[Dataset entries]
···

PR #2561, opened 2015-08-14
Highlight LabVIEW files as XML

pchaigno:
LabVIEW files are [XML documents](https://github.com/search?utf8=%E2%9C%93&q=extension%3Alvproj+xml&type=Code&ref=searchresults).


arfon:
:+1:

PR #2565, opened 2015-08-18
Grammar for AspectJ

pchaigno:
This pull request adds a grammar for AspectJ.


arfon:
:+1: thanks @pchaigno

···

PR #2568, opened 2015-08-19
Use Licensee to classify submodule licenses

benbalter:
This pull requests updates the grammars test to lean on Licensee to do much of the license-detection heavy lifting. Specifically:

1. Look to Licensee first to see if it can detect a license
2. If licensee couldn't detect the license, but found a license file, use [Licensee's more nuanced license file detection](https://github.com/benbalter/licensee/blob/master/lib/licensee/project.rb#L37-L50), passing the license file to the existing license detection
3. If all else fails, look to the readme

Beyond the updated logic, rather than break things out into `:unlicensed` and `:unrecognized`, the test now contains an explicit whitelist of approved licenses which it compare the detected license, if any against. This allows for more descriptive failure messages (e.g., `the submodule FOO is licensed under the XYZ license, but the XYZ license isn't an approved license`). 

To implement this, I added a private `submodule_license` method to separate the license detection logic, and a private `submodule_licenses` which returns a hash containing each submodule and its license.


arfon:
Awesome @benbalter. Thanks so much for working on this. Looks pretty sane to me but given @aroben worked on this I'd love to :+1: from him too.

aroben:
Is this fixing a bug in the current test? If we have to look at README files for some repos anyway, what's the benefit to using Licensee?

···

◆ WORK ORDER
All that belongs in your answer is the stretch of entries above from the line with "2. If licensee" through the line with "3. If all else fails, look to the readme", printed exactly.

◆ THE ANSWER
2. If licensee couldn't detect the license, but found a license file, use [Licensee's more nuanced license file detection](https://github.com/benbalter/licensee/blob/master/lib/licensee/project.rb#L37-L50), passing the license file to the existing license detection
3. If all else fails, look to the readme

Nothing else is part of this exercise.